Only lines containing the word "SetEmailForm" are needed; pull them out of the material.

_Available data_:
==========

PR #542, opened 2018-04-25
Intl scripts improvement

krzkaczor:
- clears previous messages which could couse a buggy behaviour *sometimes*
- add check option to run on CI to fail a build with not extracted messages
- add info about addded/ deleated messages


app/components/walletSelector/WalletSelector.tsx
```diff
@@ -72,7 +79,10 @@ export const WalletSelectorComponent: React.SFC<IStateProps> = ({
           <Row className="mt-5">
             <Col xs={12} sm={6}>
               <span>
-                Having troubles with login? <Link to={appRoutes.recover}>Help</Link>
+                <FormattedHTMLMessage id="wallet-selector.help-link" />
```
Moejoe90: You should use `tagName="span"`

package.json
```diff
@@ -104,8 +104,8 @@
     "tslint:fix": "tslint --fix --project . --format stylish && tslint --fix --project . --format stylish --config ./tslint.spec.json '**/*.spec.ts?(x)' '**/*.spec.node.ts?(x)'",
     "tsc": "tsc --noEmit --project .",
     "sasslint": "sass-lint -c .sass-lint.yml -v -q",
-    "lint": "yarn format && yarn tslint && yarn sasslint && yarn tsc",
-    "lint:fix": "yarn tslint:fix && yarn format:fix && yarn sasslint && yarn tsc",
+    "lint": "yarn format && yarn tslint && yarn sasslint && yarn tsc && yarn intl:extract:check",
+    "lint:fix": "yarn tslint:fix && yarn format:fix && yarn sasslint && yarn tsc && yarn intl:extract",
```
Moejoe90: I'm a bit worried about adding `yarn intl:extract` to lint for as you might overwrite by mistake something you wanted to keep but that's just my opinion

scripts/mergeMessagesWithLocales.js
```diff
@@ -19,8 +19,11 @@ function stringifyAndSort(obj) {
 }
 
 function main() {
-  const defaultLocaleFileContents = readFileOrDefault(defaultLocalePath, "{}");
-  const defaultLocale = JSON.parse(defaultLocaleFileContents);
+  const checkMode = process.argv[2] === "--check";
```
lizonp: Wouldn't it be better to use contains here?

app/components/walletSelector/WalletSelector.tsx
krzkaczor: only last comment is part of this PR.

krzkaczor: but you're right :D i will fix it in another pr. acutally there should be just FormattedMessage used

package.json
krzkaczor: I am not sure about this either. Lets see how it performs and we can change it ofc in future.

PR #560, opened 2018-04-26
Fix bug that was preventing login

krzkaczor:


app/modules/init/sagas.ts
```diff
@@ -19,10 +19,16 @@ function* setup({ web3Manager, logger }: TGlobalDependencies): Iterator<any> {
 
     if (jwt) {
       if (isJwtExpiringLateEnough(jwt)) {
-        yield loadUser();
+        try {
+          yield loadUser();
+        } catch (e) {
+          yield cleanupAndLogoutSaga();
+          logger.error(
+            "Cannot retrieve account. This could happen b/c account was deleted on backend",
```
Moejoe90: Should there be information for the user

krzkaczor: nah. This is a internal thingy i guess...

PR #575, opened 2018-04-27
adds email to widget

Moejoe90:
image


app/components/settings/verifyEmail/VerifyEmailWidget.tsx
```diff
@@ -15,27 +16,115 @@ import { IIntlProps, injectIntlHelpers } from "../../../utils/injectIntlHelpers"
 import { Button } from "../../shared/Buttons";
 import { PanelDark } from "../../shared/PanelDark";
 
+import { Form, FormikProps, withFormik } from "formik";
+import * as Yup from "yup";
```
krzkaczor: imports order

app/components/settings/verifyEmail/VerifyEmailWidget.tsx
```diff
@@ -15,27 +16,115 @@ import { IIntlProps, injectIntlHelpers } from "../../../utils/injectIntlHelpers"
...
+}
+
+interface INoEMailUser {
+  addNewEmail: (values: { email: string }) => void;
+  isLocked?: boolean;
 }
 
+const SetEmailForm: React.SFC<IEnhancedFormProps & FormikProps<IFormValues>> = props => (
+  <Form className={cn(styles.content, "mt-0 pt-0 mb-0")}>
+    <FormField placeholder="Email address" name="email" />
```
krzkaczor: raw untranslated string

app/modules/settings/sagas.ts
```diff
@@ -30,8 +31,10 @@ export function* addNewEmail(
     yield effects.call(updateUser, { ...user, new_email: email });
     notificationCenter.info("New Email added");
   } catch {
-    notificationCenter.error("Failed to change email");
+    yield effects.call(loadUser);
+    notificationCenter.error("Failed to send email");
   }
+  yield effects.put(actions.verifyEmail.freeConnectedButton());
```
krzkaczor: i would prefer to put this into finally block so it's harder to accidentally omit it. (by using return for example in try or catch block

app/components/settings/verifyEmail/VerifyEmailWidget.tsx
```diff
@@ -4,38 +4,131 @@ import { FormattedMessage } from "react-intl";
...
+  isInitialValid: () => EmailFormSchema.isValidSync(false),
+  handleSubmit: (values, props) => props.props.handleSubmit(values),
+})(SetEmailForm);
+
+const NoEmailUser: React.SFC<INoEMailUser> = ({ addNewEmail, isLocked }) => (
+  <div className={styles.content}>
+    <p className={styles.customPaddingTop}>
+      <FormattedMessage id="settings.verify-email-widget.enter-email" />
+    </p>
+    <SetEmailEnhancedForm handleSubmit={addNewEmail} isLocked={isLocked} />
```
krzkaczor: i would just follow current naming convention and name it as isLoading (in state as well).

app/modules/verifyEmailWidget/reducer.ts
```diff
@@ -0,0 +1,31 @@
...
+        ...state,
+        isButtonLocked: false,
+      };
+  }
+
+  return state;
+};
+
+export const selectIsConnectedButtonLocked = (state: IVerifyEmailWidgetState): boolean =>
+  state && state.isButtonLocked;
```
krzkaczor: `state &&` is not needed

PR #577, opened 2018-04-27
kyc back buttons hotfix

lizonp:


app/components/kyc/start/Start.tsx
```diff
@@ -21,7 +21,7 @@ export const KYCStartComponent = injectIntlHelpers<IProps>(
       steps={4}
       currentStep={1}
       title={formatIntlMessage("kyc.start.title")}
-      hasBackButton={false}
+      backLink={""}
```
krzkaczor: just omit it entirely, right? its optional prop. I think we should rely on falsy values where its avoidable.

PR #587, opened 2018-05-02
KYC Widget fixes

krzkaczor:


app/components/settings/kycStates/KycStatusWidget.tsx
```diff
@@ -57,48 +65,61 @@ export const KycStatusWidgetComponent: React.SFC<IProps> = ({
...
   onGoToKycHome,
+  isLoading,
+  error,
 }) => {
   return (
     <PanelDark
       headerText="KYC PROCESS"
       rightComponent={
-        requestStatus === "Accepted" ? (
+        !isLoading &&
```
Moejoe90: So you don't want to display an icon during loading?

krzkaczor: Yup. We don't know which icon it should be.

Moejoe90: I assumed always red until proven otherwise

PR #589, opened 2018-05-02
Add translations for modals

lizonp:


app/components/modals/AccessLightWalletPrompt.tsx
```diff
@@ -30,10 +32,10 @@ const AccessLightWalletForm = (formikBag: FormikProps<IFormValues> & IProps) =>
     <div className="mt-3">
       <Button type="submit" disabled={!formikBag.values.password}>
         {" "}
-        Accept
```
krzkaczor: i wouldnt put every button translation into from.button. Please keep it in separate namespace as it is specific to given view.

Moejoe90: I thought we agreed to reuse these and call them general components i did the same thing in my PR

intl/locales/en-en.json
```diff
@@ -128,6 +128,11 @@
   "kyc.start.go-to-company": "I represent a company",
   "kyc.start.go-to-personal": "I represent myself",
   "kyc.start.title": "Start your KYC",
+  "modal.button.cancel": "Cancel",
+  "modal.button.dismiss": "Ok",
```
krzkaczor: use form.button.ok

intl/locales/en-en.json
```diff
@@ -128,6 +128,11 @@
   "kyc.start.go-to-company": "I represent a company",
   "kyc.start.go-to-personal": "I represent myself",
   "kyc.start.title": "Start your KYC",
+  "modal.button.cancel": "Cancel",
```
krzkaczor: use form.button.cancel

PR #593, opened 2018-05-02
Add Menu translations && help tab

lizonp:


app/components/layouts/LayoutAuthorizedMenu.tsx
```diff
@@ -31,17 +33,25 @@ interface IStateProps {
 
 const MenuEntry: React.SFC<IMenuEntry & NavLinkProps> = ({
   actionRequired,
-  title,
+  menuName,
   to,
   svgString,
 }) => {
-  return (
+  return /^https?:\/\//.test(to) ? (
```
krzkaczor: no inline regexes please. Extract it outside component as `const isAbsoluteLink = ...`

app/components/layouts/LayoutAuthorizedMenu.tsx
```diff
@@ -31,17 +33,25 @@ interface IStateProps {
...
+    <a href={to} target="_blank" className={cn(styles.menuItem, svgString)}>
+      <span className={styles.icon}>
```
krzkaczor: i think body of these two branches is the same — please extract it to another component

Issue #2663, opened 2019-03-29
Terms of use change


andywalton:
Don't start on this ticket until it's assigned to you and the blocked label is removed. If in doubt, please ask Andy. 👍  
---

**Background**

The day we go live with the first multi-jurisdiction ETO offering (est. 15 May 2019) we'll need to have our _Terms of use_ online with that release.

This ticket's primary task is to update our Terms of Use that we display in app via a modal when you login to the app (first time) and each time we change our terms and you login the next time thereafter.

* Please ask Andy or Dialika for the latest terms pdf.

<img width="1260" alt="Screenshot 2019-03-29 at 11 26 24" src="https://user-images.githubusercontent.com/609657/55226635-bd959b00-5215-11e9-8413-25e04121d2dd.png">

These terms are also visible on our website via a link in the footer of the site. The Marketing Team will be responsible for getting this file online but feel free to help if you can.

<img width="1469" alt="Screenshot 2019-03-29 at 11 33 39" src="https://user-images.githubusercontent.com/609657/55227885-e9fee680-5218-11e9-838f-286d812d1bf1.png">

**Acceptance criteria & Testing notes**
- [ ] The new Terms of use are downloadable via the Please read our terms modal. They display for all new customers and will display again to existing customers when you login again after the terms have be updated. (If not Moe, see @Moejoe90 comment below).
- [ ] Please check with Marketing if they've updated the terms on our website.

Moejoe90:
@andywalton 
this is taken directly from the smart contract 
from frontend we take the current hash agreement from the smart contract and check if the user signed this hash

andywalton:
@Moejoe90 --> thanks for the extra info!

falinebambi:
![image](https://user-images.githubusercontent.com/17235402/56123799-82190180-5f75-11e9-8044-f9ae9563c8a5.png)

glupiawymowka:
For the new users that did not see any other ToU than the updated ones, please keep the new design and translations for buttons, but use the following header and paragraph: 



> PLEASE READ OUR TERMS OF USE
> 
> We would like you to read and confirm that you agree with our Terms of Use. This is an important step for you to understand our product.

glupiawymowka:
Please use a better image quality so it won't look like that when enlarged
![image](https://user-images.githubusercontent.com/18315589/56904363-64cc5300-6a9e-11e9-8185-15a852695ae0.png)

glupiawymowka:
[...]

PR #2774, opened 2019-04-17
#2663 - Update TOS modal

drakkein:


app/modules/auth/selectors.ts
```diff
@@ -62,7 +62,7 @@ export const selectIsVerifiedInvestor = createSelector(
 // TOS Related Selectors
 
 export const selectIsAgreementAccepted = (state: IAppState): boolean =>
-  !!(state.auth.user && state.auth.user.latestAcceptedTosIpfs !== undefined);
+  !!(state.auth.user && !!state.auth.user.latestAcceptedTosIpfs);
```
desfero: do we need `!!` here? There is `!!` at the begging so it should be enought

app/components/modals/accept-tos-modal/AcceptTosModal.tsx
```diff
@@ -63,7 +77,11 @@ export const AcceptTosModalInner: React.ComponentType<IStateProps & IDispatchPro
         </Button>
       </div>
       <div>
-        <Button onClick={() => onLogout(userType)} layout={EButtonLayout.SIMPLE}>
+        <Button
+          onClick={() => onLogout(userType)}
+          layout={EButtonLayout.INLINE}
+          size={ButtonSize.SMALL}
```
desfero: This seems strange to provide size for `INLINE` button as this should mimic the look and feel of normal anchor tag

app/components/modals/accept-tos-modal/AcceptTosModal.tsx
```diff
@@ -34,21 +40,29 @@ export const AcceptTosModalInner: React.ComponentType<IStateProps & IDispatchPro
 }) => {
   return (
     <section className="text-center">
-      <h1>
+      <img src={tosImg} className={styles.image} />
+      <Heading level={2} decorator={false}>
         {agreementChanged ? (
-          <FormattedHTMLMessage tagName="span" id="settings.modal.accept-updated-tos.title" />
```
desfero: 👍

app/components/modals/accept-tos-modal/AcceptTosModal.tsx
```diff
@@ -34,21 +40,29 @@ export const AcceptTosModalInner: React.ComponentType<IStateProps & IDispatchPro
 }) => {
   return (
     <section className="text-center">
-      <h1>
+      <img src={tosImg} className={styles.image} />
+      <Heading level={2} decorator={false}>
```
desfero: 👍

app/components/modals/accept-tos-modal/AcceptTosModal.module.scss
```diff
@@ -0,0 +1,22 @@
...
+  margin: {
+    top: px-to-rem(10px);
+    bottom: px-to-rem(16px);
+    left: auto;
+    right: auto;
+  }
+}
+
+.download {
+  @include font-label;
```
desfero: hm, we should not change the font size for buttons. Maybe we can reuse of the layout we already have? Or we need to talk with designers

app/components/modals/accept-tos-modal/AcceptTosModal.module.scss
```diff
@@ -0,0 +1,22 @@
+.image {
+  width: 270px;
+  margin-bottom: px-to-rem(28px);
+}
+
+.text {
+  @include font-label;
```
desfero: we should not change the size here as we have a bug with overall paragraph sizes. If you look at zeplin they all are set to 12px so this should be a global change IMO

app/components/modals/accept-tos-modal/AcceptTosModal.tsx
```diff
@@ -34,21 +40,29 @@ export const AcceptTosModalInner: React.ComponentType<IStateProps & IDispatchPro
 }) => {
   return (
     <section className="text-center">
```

==========

_Completed task_:
+const SetEmailForm: React.SFC<IEnhancedFormProps & FormikProps<IFormValues>> = props => (
+})(SetEmailForm);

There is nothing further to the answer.